# AutoEval

## Installation

### System Installation

This code has been tested on Ubuntu 22.04. To install the code, create a virtual environment in python as follows.

```bash
apt update
apt install -y python3-venv
python3 -m venv venv
source venv/bin/activate
```

Next, install the required software by executing `./scripts/install.sh`

### Environment Setup

Setup some required environment variables. For api keys, only export the variables that you expect to use.

```bash
export PYTHONHASHSEED=0
export OPENAI_API_KEY=<your_openai_api_key>
export ANTHROPIC_API_KEY=<your_anthropic_api_key>
export HUGGINGFACE_API_KEY=<your_huggingface_api_key>
```

Also login to huggingface via `huggingface login` and store the token. Make sure your account can access Llama-3 etc.

## Datasets

Possible dataset types are

```
fol: First-order logic (Synthetic)
fol_human: First-order logic (English)
ksat: 3-SAT
plogic: Propositional Logic
regex: Regular Expressions
```

### Packaged datasets

The zero-shot dataset can be found under `./dataset`

The file hierarchy is as follows: `batch_no -- dataset_type`.
Each dataset type has a corresponding `dataset.json` which contains the vanilla
dataset and contains several `<model>.verified.json` files which contain
results from AutoEval pipeline that may be used as a dataset for re-computing the metrics. Due to space limitations on the .zip, we only include the responses of our experiments for the first two batches.

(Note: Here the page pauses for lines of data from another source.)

PR #5227, opened 2024-07-19
fix the error of cluster status old condition update will overwrite the newest condition

XiShanYongYe-Chang:
**What type of PR is this?**

/kind bug
/kind failing-test

During the cluster status update, due to the presence of an old Condition in the previous Cluster status, this Condition is incorrectly updated to the Cluster object during the status refresh. The expected Cluster status conditions should no longer include the old condition.

Fixes #

```release-note
karmada-controller-manager: fix the error of cluster status old condition update will overwrite the newest condition
```

### DIFF
--- a/pkg/controllers/status/cluster_status_controller.go
+++ b/pkg/controllers/status/cluster_status_controller.go
@@ -153,7 +153,11 @@ func (c *ClusterStatusController) Reconcile(ctx context.Context, req controllerr
 		return controllerruntime.Result{Requeue: true}, nil
 	}
 
-	return c.syncClusterStatus(ctx, cluster)
+	err := c.syncClusterStatus(ctx, cluster)
+	if err != nil {
+		return controllerruntime.Result{}, err
+	}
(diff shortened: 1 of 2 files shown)


pkg/controllers/status/cluster_status_controller.go
```diff
@@ -153,7 +153,11 @@ func (c *ClusterStatusController) Reconcile(ctx context.Context, req controllerr
 		return controllerruntime.Result{Requeue: true}, nil
 	}
 
-	return c.syncClusterStatus(ctx, cluster)
+	err := c.syncClusterStatus(ctx, cluster)
+	if err != nil {
+		return controllerruntime.Result{}, err
+	}
+	return controllerruntime.Result{RequeueAfter: c.ClusterStatusUpdateFrequency.Duration}, nil
```
RainbowMango, line 160: Is this a bug that the status controller didn't report the status as per `ClusterStatusUpdateFrequency.Duration`?

RainbowMango: No,  i see. ignore me.

RainbowMango (approved):
/lgtm
/approve

Issue #5231, opened 2024-07-22
Mutating+Validating Webhook names are too generic


grosser:
**What would you like to be added**:
rename MutatingWebhookConfiguration mutating-config -> mutations.karmada.io

**Why is this needed**:
the current name is too generic for a cluster-level resource and is unclear what project it belongs to at first look + could easily overwritten if another project also uses this generic name

whitewindmills:
feel free to fix it.

XiShanYongYe-Chang:
+1

grosser:
https://github.com/karmada-io/karmada/pull/5240

PR #5240, opened 2024-07-23
rename webhooks to be clearly identifiable as from karmada

grosser:
**What type of PR is this?**

/kind cleanup
/kind deprecation

Fixes https://github.com/karmada-io/karmada/issues/5231

I used `app: karmada-webhook` since that is where the requests are sent to, made more sense to me then declaring 2 apps that only have the hooks

```release-note
- after deploying delete the mutating-config MutatingWebhookConfiguration and validating-config ValidatingWebhookConfiguration (they were renamed)
```

TODO:
- [ ] merge label change and rebase
- [ ] add helm clenup job

### DIFF
--- a/artifacts/deploy/webhook-configuration.yaml
+++ b/artifacts/deploy/webhook-configuration.yaml
@@ -1,9 +1,9 @@
 apiVersion: admissionregistration.k8s.io/v1
 kind: MutatingWebhookConfiguration
 metadata:
-  name: mutating-config
+  name: karmada-mutations
   labels:
-    app: mutating-config
+    app: karmada-webhook
 webhooks:
   - name: propagationpolicy.karmada.io
     rules:
@@ -121,9 +121,9 @@ webhooks:
 apiVersion: admissionregistration.k8s.io/v1
 kind: ValidatingWebhookConfiguration
 metadata:
-  name: validating-config
+  name: karmada-validations
   labels:
-    app: validating-config
+    app: karmada-webhook
 webhooks:
   - name: propagationpolicy.karmada.io
     rules:
--- a/charts/karmada/templates/_karmada_webhook_configuration.tpl
+++ b/charts/karmada/templates/_karmada_webhook_configuration.tpl
@@ -5,9 +5,9 @@
 apiVersion: admissionregistration.k8s.io/v1
 kind: MutatingWebhookConfiguration
 metadata:
-  name: mutating-config
+  name: karmada-mutations
   labels:
-    app: mutating-config
+    app: karmada-webhook
     {{- include "karmada.commonLabels" . | nindent 4 }}
 webhooks:
   - name: propagationpolicy.karmada.io
@@ -126,9 +126,9 @@ webhooks:
 apiVersion: admissionregistration.k8s.io/v1
 kind: ValidatingWebhookConfiguration
 metadata:
-  name: validating-config
+  name: karmada-validations
   labels:
-    app: validating-config
+    app: karmada-webhook
     {{- include "karmada.commonLabels" . | nindent 4 }}
 webhooks:
   - name: propagationpolicy.karmada.io
--- a/operator/pkg/karmadaresource/webhookconfiguration/manifests.go
+++ b/operator/pkg/karmadaresource/webhookconfiguration/manifests.go
@@ -22,9 +22,9 @@ const (
 apiVersion: admissionregistration.k8s.io/v1
 kind: MutatingWebhookConfiguration
 metadata:
-  name: mutating-config
+  name: karmada-mutations
   labels:
-    app: mutating-config
+    app: karmada-webhook
 webhooks:
   - name: propagationpolicy.karmada.io
     rules:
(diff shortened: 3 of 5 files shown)


XiShanYongYe-Chang (commented):
Thanks @grosser 

For the upgrade scenario, such as upgrading from version 1.10 to 1.11, how should users operate? Or can it be done seamlessly without user awareness?

The release note seems not correct.

grosser:
afaik helm does not delete/rename so users have to delete the old hook to avoid the hook getting called twice

XiShanYongYe-Chang:
Is it possible to make the user insensible?

And are other installations affected?

grosser:
- we could leave webhooks with the old name that do nothing, so if a user does not see the update instructions there would be no issue
- we could add a helm pre-upgrade hook, idk if that would work for all users + would be lots of effort to validate + need to figure out rbac

XiShanYongYe-Chang:
Ask more guys to help take a look.
cc @chaunceyjiang @whitewindmills @chaosi-zju

whitewindmills:
we need to delete MutatingWebhookConfiguration/ValidatingWebhookConfiguration with the old name after the upgrade. and this cleanup is temporary and will be removed in the release v1.12+.

XiShanYongYe-Chang:
> we need to delete MutatingWebhookConfiguration/ValidatingWebhookConfiguration with the old name after the upgrade.

Is the delete operation performed by the user?

whitewindmills:
> Is the delete operation performed by the user?

no, it should be executed by karmada-operator/helm/karmadactl.

XiShanYongYe-Chang:
Hi @grosser Can you help us evaluate the feasibility and follow-up plan?

grosser:
I'm not deep enough in this projects deploy workflow to know how this would work.
Sounds like there is a desire to fix this via helm, but I think this would not work for us since we just render helm via kustomize and then apply. My initial idea was that users would have to `kubectl delete` after upgrading, but I'm not sure what happens if 2 webhooks are running at the same time, I assume they would not step over each other and just work.

whitewindmills:
> but I'm not sure what happens if 2 webhooks are running at the same time, I assume they would not step over each other and just work.

we cannot guarantee that all webhooks are idempotent. this may cause some unexpected errors. so we need to first figure out how to delete MutatingWebhookConfiguration/ValidatingWebhookConfiguration with the old name through each installation method(karmada-operator/helm/karmadactl).

chaunceyjiang:
> we cannot guarantee that all webhooks are idempotent. this may cause some unexpected errors. so we need to first figure out how to delete MutatingWebhookConfiguration/ValidatingWebhookConfiguration with the old name through each installation method(karmada-operator/helm/karmadactl).

+1

grosser:
So maybe best to add noop webhooks with the old names to make this safe, then the helm upgrade process is not that important and even if it goes wrong or someone does not use helm they can safely upgrade.

artifacts/deploy/webhook-configuration.yaml
```diff
@@ -1,9 +1,9 @@
 apiVersion: admissionregistration.k8s.io/v1
 kind: MutatingWebhookConfiguration
 metadata:
-  name: mutating-config
+  name: karmada-mutations
   labels:
-    app: mutating-config
```
chaunceyjiang, line 6: Can we modify the labels first?

Based on the description in the issue, the user is unable to distinguish which project the webhook belongs to. If we already have a keyword like `karmada` in the labels, I think the user would be able to distinguish them.

chaunceyjiang: image

I checked the `Validatingwebhookconfigurations` in one of my clusters. They can indeed be distinguished by their names which project they belong to. 😂

whitewindmills:
> So maybe best to add noop webhooks with the old names to make this safe

this may not be a good approach, we will eventually delete them anyway.

artifacts/deploy/webhook-configuration.yaml
grosser: https://github.com/karmada-io/karmada/pull/5246

grosser:
yeah it's not great, but it makes the transition easier,
otherwise you have a a time when there are either no webhooks or 2 webhooks
if we leave a noop copy then users have time to verify manually after upgrading
(we can still do the whole try to delete automatically thing)

whitewindmills:
> otherwise you have a a time when there are either no webhooks or 2 webhooks

during the upgrade process, this is no big deal.

* for helm installation, we can add a job to complete this cleanup work.
* for karmada-operator/karmadactl, we can delete MutatingWebhookConfiguration/ValidatingWebhookConfiguration with the old name in the code.

this cleanup is temporary and will be removed in the release v1.12+. @grosser can you break it down into multiple tasks to track?

grosser:
added todo list to PR if that is what you meant

XiShanYongYe-Chang:
For users who use binary or image upgrade, is it only possible to handle it manually? Is there any specific operation guide?

Aslo invite @RainbowMango to evaluate the upgrade impact.
/cc @RainbowMango

RainbowMango:
First, let's revisit the origin issue, according to #5231, what we want to solve is the configuration file naming problem, not a functional issue. We have already mitigated its impact in #5246. The next step is to handle the upgrade concerns properly.

For that, we need a clear plan to move forward, including the following:
- upgrade guidance
- consider the difference between all kind of installation tools(karmadactl init/operator/helm) in the guidance

Any thoughts? And anyone willing to take on this task?

grosser:
I think it's not worth the effort 😞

Check out the `./dataset/batch{0,1}` directories for these files.

Each dataset is a `json` with an `info` key that contains the seed and other
parameters used to generate it. The `data` field contains a list of the data.
Each data item is a dictionary with `fs` indicating the ground-truth formal syntax
and some keys like `depth` indicating the CFG tree depth for the expression.

The verified datsets contain additional fields like `llm_fs` to indicate the
llm generated formal syntax, the complete LLM response in `conversation_history`,
and the verification results in `verification`.

### Generating your own datasets

Use the following script

```
python dataset_generator.py \
    --base-dir <base_dir> \
    --dataset-type <dataset_type> \
    --depth <depth> \
    --n <branching_factor_to_sample> \
    --seed <random_seed> \
```

to generate datasets of different types. The `-h` command can give more
information about dataset specific parameters. (eg. `--num-propositions`) for
propositional logic.

### Generating new datasets

Please provide new grammars in either `nlfs.dataset.propositional_dataset` or
`nlfs.dataset.regex_dataset` to create any new dataset based on these types.
The pipeline should work out-of-the-box in that case.

For new types of formal syntax, the appropriate verifier must also be included
in `nlfs.verifier`.

## Reproducing ICLR-25 results

To reproduce our results reported in the main paper, use the following scripts.
You can skip the LLM or the verifier by using the `--skip-nlfs` and `--skip-verify`
options to the command below. The results and log files are stored in the same
directory. For example, batch 0, fol saves its results in 
`./dataset/batch0/fol`.

```bash
python3 evaluation.py --auto \
  --total-batches 10 \
  --base-dir ./dataset/
  --datasets fol ksat ... \
  --models gpt-3.5-turbo claude ...
```

Possible models are:

```
gpt-3.5-turbo: ChatGPT
gpt-4o: GPT-4
claude: Anthropic Claude Sonnet
phi-3: Microsoft Phi
llama-3-8b: Meta Llama-3
mistral: Mistral 7B v0.2
```

Note that you need to setup the api keys via environment variables as described
above.

For running open-source models, please setup a vLLM server using instructions
[here](https://docs.vllm.ai/en/stable/serving/openai_compatible_server.html).

## Scripts for reproducing with new seed datasets.

Use `./scripts/iclr25/dataset_gen.sh` to regenerate the datasets. Note, this will delete the existing dataset files and regenerate a new dataset under `./dataset`.

Similarly, `./scripts/iclr25/o1_dataset_gen.sh` will recreate the o1 datasets under `./dataset`. Note that both of these scripts delete any other dataset and regenerate new ones.

If you want to regenerate the same datasets as we ran, check for the `seed` parameter in the metadata of any .json and pass `--seed` to the commands inside these script files.

## Scripts for running the models and reproducing the results

Execute `./scripts/iclr25/reproduce_run.sh <model_name> <dataset_name>` to run the results on the datasets (either new ones you generated or the ones provided).

The model name and dataset strings to use are indicated above.

This script will run the AutoEval pipeline on the dataset in `./dataset` for 10 batches.

## Running FOLIO and LogiEval

You can run LogicEval by executing `./scripts/iclr25/logic_eval.sh`. Edit the script to use the correct model_name. You still need to setup the environment variables.